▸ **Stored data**
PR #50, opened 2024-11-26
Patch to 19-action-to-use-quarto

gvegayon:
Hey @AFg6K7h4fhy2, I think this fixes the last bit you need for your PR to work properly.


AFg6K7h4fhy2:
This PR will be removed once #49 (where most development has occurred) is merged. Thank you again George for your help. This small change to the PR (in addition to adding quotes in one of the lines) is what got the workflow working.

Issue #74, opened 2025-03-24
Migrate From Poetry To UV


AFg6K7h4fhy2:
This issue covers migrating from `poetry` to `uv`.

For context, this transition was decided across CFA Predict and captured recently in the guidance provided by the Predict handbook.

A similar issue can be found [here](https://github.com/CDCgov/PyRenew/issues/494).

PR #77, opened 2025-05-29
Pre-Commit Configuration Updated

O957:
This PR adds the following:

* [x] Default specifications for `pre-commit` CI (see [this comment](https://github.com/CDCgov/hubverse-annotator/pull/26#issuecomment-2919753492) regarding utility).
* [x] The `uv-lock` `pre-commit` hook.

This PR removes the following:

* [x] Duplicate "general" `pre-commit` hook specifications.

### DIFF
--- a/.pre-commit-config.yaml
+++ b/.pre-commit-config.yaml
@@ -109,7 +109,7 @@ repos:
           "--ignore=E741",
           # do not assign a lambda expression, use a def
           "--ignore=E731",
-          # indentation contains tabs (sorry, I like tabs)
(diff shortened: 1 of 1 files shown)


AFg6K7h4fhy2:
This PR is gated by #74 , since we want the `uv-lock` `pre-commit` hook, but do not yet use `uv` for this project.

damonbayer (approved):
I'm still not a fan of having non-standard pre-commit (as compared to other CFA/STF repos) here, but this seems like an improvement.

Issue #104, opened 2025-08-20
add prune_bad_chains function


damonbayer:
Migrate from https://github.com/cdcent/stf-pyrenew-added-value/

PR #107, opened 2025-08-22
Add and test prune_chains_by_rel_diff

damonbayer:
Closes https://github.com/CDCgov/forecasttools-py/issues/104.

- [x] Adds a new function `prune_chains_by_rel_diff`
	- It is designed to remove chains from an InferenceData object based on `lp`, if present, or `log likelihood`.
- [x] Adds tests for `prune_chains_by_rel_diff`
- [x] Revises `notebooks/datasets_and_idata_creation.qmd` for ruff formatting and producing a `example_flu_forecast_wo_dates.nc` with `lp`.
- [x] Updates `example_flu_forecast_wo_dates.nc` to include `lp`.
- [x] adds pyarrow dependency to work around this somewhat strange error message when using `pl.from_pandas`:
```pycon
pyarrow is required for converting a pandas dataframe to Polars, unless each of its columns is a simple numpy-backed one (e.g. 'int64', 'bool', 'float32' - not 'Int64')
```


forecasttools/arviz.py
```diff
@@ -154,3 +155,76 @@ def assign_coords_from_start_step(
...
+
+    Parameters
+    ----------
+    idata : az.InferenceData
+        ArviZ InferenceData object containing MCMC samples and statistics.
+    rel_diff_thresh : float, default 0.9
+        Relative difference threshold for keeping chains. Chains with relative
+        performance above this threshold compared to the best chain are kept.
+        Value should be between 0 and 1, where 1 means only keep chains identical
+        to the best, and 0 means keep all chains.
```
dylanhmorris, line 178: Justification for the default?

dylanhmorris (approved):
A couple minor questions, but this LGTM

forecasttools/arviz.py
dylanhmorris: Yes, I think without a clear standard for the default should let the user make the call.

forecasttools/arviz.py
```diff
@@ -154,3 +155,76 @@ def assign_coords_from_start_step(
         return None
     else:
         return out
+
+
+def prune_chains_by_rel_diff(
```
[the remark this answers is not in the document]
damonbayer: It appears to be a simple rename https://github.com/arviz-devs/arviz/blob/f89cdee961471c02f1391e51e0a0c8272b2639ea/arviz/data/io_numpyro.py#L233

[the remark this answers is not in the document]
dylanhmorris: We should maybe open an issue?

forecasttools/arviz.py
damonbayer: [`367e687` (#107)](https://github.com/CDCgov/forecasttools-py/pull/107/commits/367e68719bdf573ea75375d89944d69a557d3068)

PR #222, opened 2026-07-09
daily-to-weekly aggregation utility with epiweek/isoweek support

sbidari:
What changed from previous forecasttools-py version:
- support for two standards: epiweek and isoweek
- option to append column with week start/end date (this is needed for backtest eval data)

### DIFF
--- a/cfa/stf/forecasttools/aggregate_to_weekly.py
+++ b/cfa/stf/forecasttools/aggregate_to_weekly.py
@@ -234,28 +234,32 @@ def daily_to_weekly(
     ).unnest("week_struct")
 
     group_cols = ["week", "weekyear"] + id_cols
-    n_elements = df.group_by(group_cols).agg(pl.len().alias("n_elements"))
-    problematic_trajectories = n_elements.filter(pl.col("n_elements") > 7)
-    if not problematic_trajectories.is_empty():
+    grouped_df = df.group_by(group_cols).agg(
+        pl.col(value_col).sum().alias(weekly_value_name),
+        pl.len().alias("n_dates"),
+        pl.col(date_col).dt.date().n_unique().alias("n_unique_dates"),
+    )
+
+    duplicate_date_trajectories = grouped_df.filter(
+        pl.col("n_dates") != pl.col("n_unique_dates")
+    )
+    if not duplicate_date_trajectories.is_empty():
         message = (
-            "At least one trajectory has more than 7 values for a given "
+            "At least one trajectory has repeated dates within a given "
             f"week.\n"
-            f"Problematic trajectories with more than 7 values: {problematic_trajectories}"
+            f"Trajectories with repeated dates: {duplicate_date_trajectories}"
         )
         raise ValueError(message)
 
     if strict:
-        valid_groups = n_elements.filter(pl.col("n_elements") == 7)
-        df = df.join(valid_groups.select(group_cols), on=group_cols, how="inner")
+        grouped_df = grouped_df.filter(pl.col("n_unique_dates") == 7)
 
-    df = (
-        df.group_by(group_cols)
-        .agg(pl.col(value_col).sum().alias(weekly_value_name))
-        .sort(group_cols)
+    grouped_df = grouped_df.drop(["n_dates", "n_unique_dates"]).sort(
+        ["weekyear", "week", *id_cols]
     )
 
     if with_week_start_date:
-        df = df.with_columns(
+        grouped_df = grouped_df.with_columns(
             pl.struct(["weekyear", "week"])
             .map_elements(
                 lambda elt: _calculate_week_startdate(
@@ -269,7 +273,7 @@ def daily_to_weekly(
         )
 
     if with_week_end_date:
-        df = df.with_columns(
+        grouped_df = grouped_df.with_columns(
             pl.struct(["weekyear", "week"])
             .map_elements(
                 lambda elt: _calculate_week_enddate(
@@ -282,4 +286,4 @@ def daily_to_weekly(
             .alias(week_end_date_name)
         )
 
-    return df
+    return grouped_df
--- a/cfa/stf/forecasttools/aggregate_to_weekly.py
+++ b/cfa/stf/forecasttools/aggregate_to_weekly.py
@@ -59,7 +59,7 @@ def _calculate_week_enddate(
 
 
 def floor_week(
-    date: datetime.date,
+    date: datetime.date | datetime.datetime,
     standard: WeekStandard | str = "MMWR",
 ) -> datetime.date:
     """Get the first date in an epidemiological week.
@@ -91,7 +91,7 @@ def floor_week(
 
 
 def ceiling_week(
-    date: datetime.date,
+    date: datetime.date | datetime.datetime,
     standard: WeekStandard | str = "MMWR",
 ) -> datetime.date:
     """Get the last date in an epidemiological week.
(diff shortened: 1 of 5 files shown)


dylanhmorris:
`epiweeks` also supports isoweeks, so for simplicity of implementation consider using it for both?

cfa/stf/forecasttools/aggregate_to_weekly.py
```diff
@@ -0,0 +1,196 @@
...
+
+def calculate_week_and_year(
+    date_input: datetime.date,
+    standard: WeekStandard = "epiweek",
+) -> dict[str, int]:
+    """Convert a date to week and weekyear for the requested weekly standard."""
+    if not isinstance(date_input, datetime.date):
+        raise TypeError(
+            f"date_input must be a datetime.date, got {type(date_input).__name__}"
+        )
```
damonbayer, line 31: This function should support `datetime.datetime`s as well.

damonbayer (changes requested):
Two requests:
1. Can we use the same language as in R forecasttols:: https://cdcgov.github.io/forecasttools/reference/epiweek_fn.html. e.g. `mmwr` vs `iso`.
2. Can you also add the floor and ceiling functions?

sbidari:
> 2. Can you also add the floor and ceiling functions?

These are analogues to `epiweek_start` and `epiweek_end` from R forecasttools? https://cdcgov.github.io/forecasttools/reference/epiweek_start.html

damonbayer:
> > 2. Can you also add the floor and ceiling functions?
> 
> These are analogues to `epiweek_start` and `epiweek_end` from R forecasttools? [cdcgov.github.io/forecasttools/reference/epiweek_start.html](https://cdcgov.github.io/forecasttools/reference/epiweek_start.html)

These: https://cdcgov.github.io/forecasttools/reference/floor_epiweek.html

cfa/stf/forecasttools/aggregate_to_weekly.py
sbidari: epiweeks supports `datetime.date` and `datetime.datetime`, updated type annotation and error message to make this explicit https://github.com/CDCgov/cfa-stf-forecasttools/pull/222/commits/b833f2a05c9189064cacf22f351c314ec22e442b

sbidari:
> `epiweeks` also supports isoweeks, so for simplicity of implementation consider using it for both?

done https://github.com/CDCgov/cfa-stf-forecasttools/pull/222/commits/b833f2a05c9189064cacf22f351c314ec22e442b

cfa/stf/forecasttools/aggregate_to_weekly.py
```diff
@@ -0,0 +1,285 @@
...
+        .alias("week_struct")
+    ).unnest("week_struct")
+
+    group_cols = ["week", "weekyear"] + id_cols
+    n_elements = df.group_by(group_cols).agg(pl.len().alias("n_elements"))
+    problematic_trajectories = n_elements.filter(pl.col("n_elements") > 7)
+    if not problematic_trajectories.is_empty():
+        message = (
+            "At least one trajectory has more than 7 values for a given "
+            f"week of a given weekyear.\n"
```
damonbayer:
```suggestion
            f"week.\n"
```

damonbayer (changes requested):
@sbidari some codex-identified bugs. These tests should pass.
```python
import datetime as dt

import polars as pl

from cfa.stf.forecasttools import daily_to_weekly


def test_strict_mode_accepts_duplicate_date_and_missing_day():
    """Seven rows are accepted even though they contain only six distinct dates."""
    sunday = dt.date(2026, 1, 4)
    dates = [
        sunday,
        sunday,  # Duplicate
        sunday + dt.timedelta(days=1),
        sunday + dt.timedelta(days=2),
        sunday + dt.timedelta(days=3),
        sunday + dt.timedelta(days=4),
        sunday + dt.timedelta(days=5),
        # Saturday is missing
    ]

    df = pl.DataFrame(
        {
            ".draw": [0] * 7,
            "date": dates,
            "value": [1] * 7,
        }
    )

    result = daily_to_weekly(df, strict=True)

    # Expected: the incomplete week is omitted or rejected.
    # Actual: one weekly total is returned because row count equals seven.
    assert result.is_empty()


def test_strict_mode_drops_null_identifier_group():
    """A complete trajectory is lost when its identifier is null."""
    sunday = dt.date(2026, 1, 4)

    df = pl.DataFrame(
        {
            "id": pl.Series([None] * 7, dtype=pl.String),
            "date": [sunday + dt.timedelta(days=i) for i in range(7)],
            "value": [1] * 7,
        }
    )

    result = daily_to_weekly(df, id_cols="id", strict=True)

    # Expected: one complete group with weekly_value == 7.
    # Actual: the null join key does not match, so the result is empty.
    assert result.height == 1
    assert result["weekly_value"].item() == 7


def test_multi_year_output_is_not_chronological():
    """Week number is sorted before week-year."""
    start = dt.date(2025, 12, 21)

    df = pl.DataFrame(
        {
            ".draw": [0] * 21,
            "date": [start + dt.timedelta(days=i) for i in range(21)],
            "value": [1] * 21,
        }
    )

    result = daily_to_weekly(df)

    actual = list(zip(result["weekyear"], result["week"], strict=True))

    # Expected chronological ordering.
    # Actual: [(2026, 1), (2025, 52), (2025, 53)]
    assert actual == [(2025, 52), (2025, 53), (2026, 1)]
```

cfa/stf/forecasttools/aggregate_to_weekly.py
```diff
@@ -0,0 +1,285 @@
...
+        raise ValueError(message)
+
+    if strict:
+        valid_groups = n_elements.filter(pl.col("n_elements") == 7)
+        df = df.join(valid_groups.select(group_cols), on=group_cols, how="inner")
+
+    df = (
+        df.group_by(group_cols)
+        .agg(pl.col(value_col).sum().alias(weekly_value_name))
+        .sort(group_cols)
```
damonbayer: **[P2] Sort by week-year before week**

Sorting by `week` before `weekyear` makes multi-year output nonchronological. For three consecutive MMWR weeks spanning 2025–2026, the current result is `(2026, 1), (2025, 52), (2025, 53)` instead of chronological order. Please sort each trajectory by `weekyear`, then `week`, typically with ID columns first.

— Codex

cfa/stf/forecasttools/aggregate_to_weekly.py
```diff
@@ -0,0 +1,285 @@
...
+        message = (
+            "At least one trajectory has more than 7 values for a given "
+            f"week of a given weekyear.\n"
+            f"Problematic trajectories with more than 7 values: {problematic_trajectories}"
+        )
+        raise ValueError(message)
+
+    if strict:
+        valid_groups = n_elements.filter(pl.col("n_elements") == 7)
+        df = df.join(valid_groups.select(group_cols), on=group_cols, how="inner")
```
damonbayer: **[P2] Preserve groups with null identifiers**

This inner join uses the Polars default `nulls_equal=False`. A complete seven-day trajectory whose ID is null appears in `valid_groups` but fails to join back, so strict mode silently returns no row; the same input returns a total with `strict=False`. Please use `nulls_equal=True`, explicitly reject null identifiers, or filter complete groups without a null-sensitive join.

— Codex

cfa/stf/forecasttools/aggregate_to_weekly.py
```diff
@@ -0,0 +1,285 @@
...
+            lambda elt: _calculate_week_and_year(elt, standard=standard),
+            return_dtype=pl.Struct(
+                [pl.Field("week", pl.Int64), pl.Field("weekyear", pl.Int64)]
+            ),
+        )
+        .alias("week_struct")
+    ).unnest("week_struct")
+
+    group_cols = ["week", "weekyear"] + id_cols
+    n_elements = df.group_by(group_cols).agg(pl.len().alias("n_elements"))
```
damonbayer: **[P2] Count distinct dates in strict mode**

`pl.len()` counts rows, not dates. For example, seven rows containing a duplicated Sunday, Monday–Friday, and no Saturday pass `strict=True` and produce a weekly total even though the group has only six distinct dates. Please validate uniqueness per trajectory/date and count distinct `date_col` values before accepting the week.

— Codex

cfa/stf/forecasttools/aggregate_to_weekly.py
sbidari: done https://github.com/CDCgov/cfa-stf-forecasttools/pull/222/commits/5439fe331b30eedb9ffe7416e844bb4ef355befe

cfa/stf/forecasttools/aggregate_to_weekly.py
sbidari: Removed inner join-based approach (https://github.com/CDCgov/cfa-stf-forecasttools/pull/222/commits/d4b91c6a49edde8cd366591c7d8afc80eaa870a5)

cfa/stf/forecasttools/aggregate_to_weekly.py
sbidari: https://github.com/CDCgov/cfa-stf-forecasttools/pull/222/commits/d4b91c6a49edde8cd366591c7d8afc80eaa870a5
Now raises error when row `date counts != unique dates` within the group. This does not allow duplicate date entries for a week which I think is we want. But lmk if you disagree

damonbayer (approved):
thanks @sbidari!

▸ **WHAT YOU NEED TO DO**
Identify the lines above with the word "Expected". Copy them.

▸ **TASK RESULT**
    # Expected: the incomplete week is omitted or rejected.
    # Expected: one complete group with weekly_value == 7.
    # Expected chronological ordering.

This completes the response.